Anda di halaman 1dari 7

BAB 1 PENDAHULUAN

1.1 Latar Belakang Stroke atau CVA (Cerebro Vaskular Accident) merupakan penyakit atau gangguan fungsional otak berupa kelumpuhan saraf (defisit neurologic) akibat terlambatnya aliran darah ke otak. Secara sederhana stroke akut didefinisikan sebagai penyakit otak akibat terhentinya suplai darah ke otak karena sumbatan (stroke iskemik) atau perdarahan (stroke hemoregik). Stroke iskemik merupakan suatu penyakit yang diawali dengan terjadinya serangkaian perubahan dalam otak yang terserang yang apabila tidak ditangani dengan segera berakhir dengan kematian bagian otak tersebut (Junaidi, 2012). Menurut Public Health Corner Stroke (2009) setiap tahun, kurang lebih 15 juta orang di seluruh dunia terserang stroke.

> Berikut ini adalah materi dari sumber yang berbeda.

PR #15626, opened 2017-09-02
[DOC RELEASE] Move htmlSafe and isHTMLSafe to Ember.Template in documentation

locks:
For https://github.com/emberjs/rfcs/pull/236.

PR #19339, opened 2021-01-17
[BUGFIX beta] Deprecate importing htmlSafe and isHTMLSafe from @ember/string

jamescdavis:
As per [RFC #236](https://github.com/emberjs/rfcs/blob/master/text/0236-deprecation-ember-string.md), this deprecates importing `htmlSafe` and `isHTMLSafe` from `@ember/string`.

The [tracking issue for RFC #236](https://github.com/emberjs/rfc-tracking/issues/26) says that these will be deprecated via linting, but the [linked issue](https://github.com/emberjs/ember.js/pull/15626) is only a docs change that doesn't make it clear that importing from `@ember/string` is deprecated. There has been much confusion around whether this is actually deprecated (especially with regard to the `@ember/string` type definitions).

I'm hoping this can be backported to 3.24 since the the string prototype extensions were deprecated in that version.

### DIFF
--- a/packages/ember/index.js
+++ b/packages/ember/index.js
@@ -651,8 +651,36 @@ if (ENV.EXTEND_PROTOTYPES.String) {
     return htmlSafe(this);
   };
 }
-Ember.String.htmlSafe = htmlSafe;
-Ember.String.isHTMLSafe = isHTMLSafe;
+const deprecateImportFromString = function (
+  name,
+  message = `Importing ${name} from '@ember/string' is deprecated. Please import ${name} from '@ember/template' instead.`
+) {
+  deprecate(message, false, {
+    id: 'ember-string.htmlsafe-ishtmlsafe',
+    for: 'ember-source',
+    since: {
+      enabled: '3.25',
+    },
+    until: '4.0.0',
+    url: 'https://deprecations.emberjs.com/v3.x/#toc_ember-string-htmlsafe-ishtmlsafe',
+  });
+};
+Object.defineProperty(Ember.String, 'htmlSafe', {
+  enumerable: true,
+  configurable: true,
+  get() {
+    deprecateImportFromString('htmlSafe');
+    return htmlSafe;
+  },
+});
+Object.defineProperty(Ember.String, 'isHTMLSafe', {
+  enumerable: true,
+  configurable: true,
+  get() {
+    deprecateImportFromString('isHTMLSafe');
+    return isHTMLSafe;
+  },
+});
 
 /**
   Global hash of shared templates. This will automatically be populated
--- a/packages/ember/tests/reexports_test.js
+++ b/packages/ember/tests/reexports_test.js
@@ -68,8 +68,28 @@ moduleFor(
       });
     }
 
-    ['@test Ember.String.isHTMLSafe exports correctly'](assert) {
-      confirmExport(Ember, assert, 'String.isHTMLSafe', '@ember/-internals/glimmer', 'isHTMLSafe');
+    ['@test Ember.String.htmlSafe exports correctly (but deprecated)'](assert) {
+      let glimmer = require('@ember/-internals/glimmer');
+      expectDeprecation(() => {
+        assert.equal(
+          Ember.String.htmlSafe,
+          glimmer.htmlSafe,
+          'Ember.String.htmlSafe is exported correctly'
+        );
+      }, /Importing htmlSafe from '@ember\/string' is deprecated/);
+      assert.notEqual(glimmer.htmlSafe, undefined, 'Ember.String.htmlSafe is not `undefined`');
+    }
+
+    ['@test Ember.String.isHTMLSafe exports correctly (but deprecated)'](assert) {
+      let glimmer = require('@ember/-internals/glimmer');
+      expectDeprecation(() => {
+        assert.equal(
+          Ember.String.isHTMLSafe,
+          glimmer.isHTMLSafe,
+          'Ember.String.isHTMLSafe is exported correctly'
+        );
+      }, /Importing isHTMLSafe from '@ember\/string' is deprecated/);
+      assert.notEqual(glimmer.isHTMLSafe, undefined, 'Ember.String.isHTMLSafe is not `undefined`');
     }
 
     ['@test Ember.EXTEND_PROTOTYPES is present (but deprecated)'](assert) {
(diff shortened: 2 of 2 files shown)


rwjblue:
> I'm hoping this can be backported to 3.24 since the the string prototype extensions were deprecated in that version.

We typically don't backport deprecations into `release` 🤔

packages/ember/index.js
```diff
@@ -651,8 +651,27 @@ if (ENV.EXTEND_PROTOTYPES.String) {
...
+      },
+      until: '4.0.0',
+      url: 'https://deprecations.emberjs.com/v3.x/#toc_ember-string-htmlsafe-ishtmlsafe',
+    });
+
+    return fn(...arguments);
+  };
+};
+Ember.String.htmlSafe = deprecateImportFromString('htmlSafe', htmlSafe);
+Ember.String.isHTMLSafe = deprecateImportFromString('isHTMLSafe', isHTMLSafe);
```
rwjblue, line 674: Instead of returning a function that does the deprecation, can you make these a getter that issues the deprecation upon access (those getters would then return the original values)? There are other examples like that in this file.

rwjblue: That would look something like:

```js
Object.defineProperty(Ember.String, 'htmlSafe', {
  enumerable: true,
  configurable: true,
  get() {
    // do the deprecation
    // then return the normal value
  }
});
```

rwjblue (changes requested):

locks:
> We typically don't backport deprecations into release 🤔
3.24 is also an LTS candidate, if that impacts any decision.

jamescdavis:
@rwjblue I had based this on the approach used in #19234, but I like the getter approach better. Will update.

As far as backporting to 3.24, my thinking is this usage has *already* been deprecated for some time (as of the [docs change](https://github.com/emberjs/ember.js/pull/15626)) there was just no deprecation warning ever added or mention of it on http://deprecations.emberjs.com (which has caused confusion, to the point where someone has even [removed the usage from the type defs](https://github.com/DefinitelyTyped/DefinitelyTyped/pull/50545)). It's only come to a head recently because of ember-data's new dependency on the `@ember/string` package and it's types overriding DT's, thus causing this usage to no longer typecheck (which I've [fixed](https://github.com/DefinitelyTyped/DefinitelyTyped/pull/50653)) making people believe the usage was *removed*. As @locks mentioned, being an LTS candidate, IMHO we should get a definitive answer as to the state of this usage in that release.

jamescdavis:
As an another example of the confusion, here's a discussion from over a year ago: https://github.com/DefinitelyTyped/DefinitelyTyped/pull/38571#discussion_r328344686

packages/ember/index.js
jamescdavis: Should `htmlSafe` and `isHTMLSafe` get separate deprecation ids? I just made up `ember-string.htmlsafe-ishtmlsafe`.  Is there a pattern I should be following here?

jamescdavis: I also just invented the URL https://deprecations.emberjs.com/v3.x/#toc_ember-string-htmlsafe-ishtmlsafe
I'm not sure if there's a pattern I should follow there as well (I was looking at #19234).

rwjblue:
I'm all for providing a definitive answer, ensuring the docs have been updated and the deprecation guide has landed does that sufficiently.

Introducing deprecations in a patch release is just very bad form. For example, a decent number of apps and addon use "throw on deprecation" and releasing a new deprecation warning will start failing their CI. We have a train model for a reason, landing this now and pulling it into the current beta channel should be perfectly fjne (especially RE: sending a clear signal).

packages/ember/index.js
rwjblue: > Should `htmlSafe` and `isHTMLSafe` get separate deprecation ids? I just made up `ember-string.htmlsafe-ishtmlsafe`.  Is there a pattern I should be following here?

Dealers choice (I think either is fine)😊

rwjblue: > I also just invented the URL https://deprecations.emberjs.com/v3.x/#toc_ember-string-htmlsafe-ishtmlsafe
> 
> I'm not sure if there's a pattern I should follow there as well (I was looking at #19234).

We usually figure out the urls by making the PR and grabbing them from the running app. Once the deprecation guide PR is merged, we can ensure that the URL is correct, then we can land this.

jamescdavis:
@rwjblue that makes perfect sense! Salsify is one of those apps! 😉 
I'll update it to be since 3.25.

packages/ember/index.js
jamescdavis: Deprecation app PR: https://github.com/ember-learn/deprecation-app/pull/758

packages/ember/index.js
```diff
@@ -651,8 +651,36 @@ if (ENV.EXTEND_PROTOTYPES.String) {
...
+const deprecateImportFromString = function (
+  name,
+  message = `Importing ${name} from '@ember/string' is deprecated. Please import ${name} from '@ember/template' instead.`
+) {
+  deprecate(message, false, {
+    id: 'ember-string.htmlsafe-ishtmlsafe',
+    for: 'ember-source',
+    since: {
+      available: '3.25',
+    },
```
rwjblue, line 663: Can you set `enabled` instead of `available`?

```suggestion
    since: {
      enabled: '3.25',
    },
```


Until the deprecation stages RFC is fully rolled out, we are just using `enabled` for deprecations (it means that folks get the deprecation right away and don't have to opt in).

packages/ember/index.js
```diff
@@ -651,8 +651,36 @@ if (ENV.EXTEND_PROTOTYPES.String) {
...
+    until: '4.0.0',
+    url: 'https://deprecations.emberjs.com/v3.x/#toc_ember-string-htmlsafe-ishtmlsafe',
```
rwjblue, line 665: Now that https://github.com/ember-learn/deprecation-app/pull/758 is merged, can you double check the deployed URL to make sure this is right?

jamescdavis: Looks good! Things seem to jump around after page load so you don't end up exactly in the right spot, but the anchor  but the link *does* match what's in the TOC. This jumping issue seems to affect *all* the anchors.

locks: I think the jumping around is the code blocks rendering. I'll make an issue!

rwjblue (approved):

rwjblue:
Thank you @jamescdavis!

PR #19342, opened 2021-01-18
[BUGFIX release] Fix misleading LinkTo error message

### LINKED ISSUE #18640: Misleading error on 3.15 migration
During my Octane migration adventures I stumbled upon this error:

```
index.js:172 Uncaught Error: Assertion Failed: You attempted to generate a link 
for the "cashbook" route, but did not pass the models required for generating 
its dynamic segments. Assertion Failed: The @action decorator must be 
applied to methods when used in native classes
```

Screenshot 2019-12-27 at 22 31 47

I got confused on the first part of "generating link", but the main problem is in the "@action decorator". Once I solved this, the error on "cashbook route" went away.

I believe there are two ways to improve the DX:
 1) It looks like that whatever yields the "cashbook route" error (I assume a `LinkTo` component?) once it catches _some_ exception it wrongly assumes that the `models` were not provided.
 2) If the second error complaining about `@action` would give me a hint about the file that was incorrect, I would find the source of the problem much quicker.

-----

Foot note for whoever might suffer from the same issue: I happened to have `action` and `task` (from ember-concurrency) defined in one controller with *the same names*. After running `npx ember-native-class-codemod http://localhost:4200 ./app` codemod, their names collided in the class-level namespace.

ef4:
This fixes #18640. 

An easy way to demonstrate the original problem is to make a route that throws from `serialize`:

```js
export default class FooRoute extends Route {
  serialize() {
    throw new Error('boom');
  }
}
```

Before this change, you would see:

Screen Shot 2021-01-18 at 1 45 14 PM

Notice that both the message and the stack trace are misleading.

After this change, you would see:

Screen Shot 2021-01-18 at 1 45 31 PM

In which the message is not so misleading anymore, and the stack trace points to the real site of the problem.

I also confirmed that this still gives reasonable results for the case of failing to pass enough dynamic parameters. Before:

Screen Shot 2021-01-18 at 1 44 30 PM

And after:

Screen Shot 2021-01-18 at 1 44 49 PM

### DIFF
--- a/packages/@ember/-internals/glimmer/lib/components/link-to.ts
+++ b/packages/@ember/-internals/glimmer/lib/components/link-to.ts
@@ -811,11 +811,8 @@ const LinkComponent = EmberComponent.extend({
           return routing.generateURL(route, models, query);
         } catch (e) {
           // tslint:disable-next-line:max-line-length
-          assert(
-            `You attempted to generate a link for the "${this.route}" route, but did not ` +
-              `pass the models required for generating its dynamic segments. ` +
-              e.message
-          );
+          e.message = `While generating link to route "${this.route}": ${e.message}`;
+          throw e;
         }
       } else {
         return routing.generateURL(route, models, query);


rwjblue (approved):

rwjblue:
Nice! Thank you!

PR #121, opened 2017-03-12
Remove Sync requirement on resources

cjhowe:
I'm not sure why this requirement is here. First of all, `Mutex` implements `Sync` for any type that implements `Send`, and [`TicketedLock` implements `Send` and `Sync` for everything](https://github.com/kvark/ticketed_lock/blob/master/src/lib.rs#L158). For this reason, the `ResourceLock` should always be `Send` and `Sync` (since it is just a wrapped `Mutex<TicketedLock<T>>`). So it seems like any type should be fine for resources.

EDIT: Also, the thing which seems to cause `Component` to require `Sync` is the `Storage` that wraps it. I don't think this applies to resources.

### DIFF
--- a/src/world.rs
+++ b/src/world.rs
@@ -300,7 +300,7 @@ trait ResourceLock: Any + Send + Sync {}
 
 mopafy!(ResourceLock);
 
-impl<T:Any+Send+Sync> ResourceLock for Lock<T> {}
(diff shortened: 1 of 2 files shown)


cjhowe:
This is necessary.

Issue #124, opened 2017-04-07
Use rayon for parallel execution


torkleyy:
Would be great if Rust libraries would use one common threadpool and because [`rayon`](https://github.com/nikomatsakis/rayon) supports [parallel iterators, futures, scoped and static parallelism as of 0.7](http://smallcultfollowing.com/babysteps/blog/2017/04/06/rayon-0-7-released/), it is the ideal choice!

If there are no concerns, I'll implement it.

WaDelma:
I actually started implementing this in #120, but got stuck plumbing it through specs. It also was before 0.7 and relied on unstable internal API which now is stable.

I should really look again into it, but if you want to you can do it too either using what I did as basis or discarding it if it's bad (I am not that confident on how good it's approach is).

torkleyy:
@WaDelma I've already implemented it, but only as a thread pool. So it doesn't yet address https://github.com/slide-rs/specs/issues/54, which can still be done later.

PR #125, opened 2017-04-07
Use rayon instead of threadpool

torkleyy:
This PR does not implement scoped parallel execution, but can be used as a basis for that.

Fixes https://github.com/slide-rs/specs/issues/124


torkleyy:
@kvark seems rayon is propagating the panics differently. Any clue how to solve this?

WaDelma:
You can see fix to the panic problem in my [pr](https://github.com/WaDelma/specs/blob/e5263113da6c7d3a58b0c6d46c1b8406159945d6/src/planner.rs#L126)

torkleyy:
@kvark would it be okay to just have rayon as a thread pool for now?

kvark:
@torkleyy I think so. Eventually, we'd like `rayon` to at least often be used with `specs`, if not by `specs`.

PR #127, opened 2017-04-12
Remove ticket feature

torkleyy:
The ticket feature was non-additive. This way, the library only provides a version with tickets.

I'll do some crate polishing after this is merged.


kvark:
Looks reasonable, thank you!
Waiting for CI and merging.

PR #128, opened 2017-04-12
Crate polishing

torkleyy:
* rustfmt
* reorder imports
* newlines between methods
* replace `*` import from planner


kvark:
Looks great, thank you!

PR #129, opened 2017-04-15
Added larger tupleic gates and joins.

WaDelma:
We ran into a problem with `Gate` not being implemented for tuples with 9 fields and this PR increases the size of tuples the traits are implemented for.


kvark:
Oh my :)
THanks!

PR #131, opened 2017-04-18
Dense vector storage

kvark:
Inspired by calx-ecs ;)

### DIFF
--- a/examples/basic.rs
+++ b/examples/basic.rs
@@ -21,7 +21,7 @@ impl specs::Component for CompBool {
 #[derive(Clone, Debug)]
 struct CompFloat(f32);
 impl specs::Component for CompFloat {
-    type Storage = specs::VecStorage<CompFloat>;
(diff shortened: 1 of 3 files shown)


OvermindDL1:
I'd think this would be more for memory savings rather than for performance though, yes?  I do exactly mappings like this in my sparse component tables in my ECS in C++, though I name it SparseArray since the components are sparse into a dense array.  ^.^;

kvark:
> I'd think this would be more for memory savings rather than for performance though, yes?

I think it's both. Scanning a dense vector would give you more data cache hits, thus less RAM access, thus higher performance.

> Unfortunately, this does not help the performance.

That is expected and totally fine. Those benchmarks need to be updated (created https://github.com/lschmierer/ecs_bench/issues/20).

As for this PR - thanks for having a look! I'm merging it. In the near future, we'll probably want to move the exact storage implementations into separate modules for cleaner code.

PR #133, opened 2017-04-19
[WIP] ExternalSystem type

kvark:
The implementation is not correct yet, and this is a little bigger problem than just this PR. It's about `RunArg` getting sent while the system guard considers it done. We need to:
  1. prevent sending of `RunArg` or storing it. Perhaps, `run` should return it?
  2. make the system guard also wait for the external system, somehow


torkleyy:
I think I do have an idea, I'm trying it out atm.

torkleyy:
Implemented as "thread-local systems" as of #150

PR #139, opened 2017-04-26
CheckStorage Entry

Aceeri:
`CheckStorage` will return an `Entry` which can be used to get components from a storage without the unnecessary checks.


kvark:
Nice optimization!

PR #141, opened 2017-04-30
Remove bounds from world struct and entity builder

Aceeri:
Removes bounds on the struct, but leaving them in the implementations removes a lot of boilerplate when using the `World`. Since not all methods related to the `World` require those bounds.


kvark:
Sweet!
@homu r+

kvark:
@homu retry

kvark:
Sadly, it doesn't seem to respond.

Di Amerika Serikat sekitar 5 juta orang pernah mengalami stroke. Sedangkan di Inggris sekitar 250.000 orang. Di Indonesia, stroke menyerang 35,8 % pasien usia lanjut dan 12,9 % pada usia yang lebih muda. Jumlah total penderita stroke di Indonesia diperkirakan 500.000 setiap tahun. Dari jumlah itu, sekitar 2,5% atau 250.000 orang meninggal dunia, dan sisanya cacat ringan maupun berat. Pada tahun 2020 diperkirakan 7,6 juta orang akan meninggal karena stroke. Peningkatan tertinggi akan terjadi di negara berkembang, terutama di wilayah Asia Pasifik (Junaidi, 2012).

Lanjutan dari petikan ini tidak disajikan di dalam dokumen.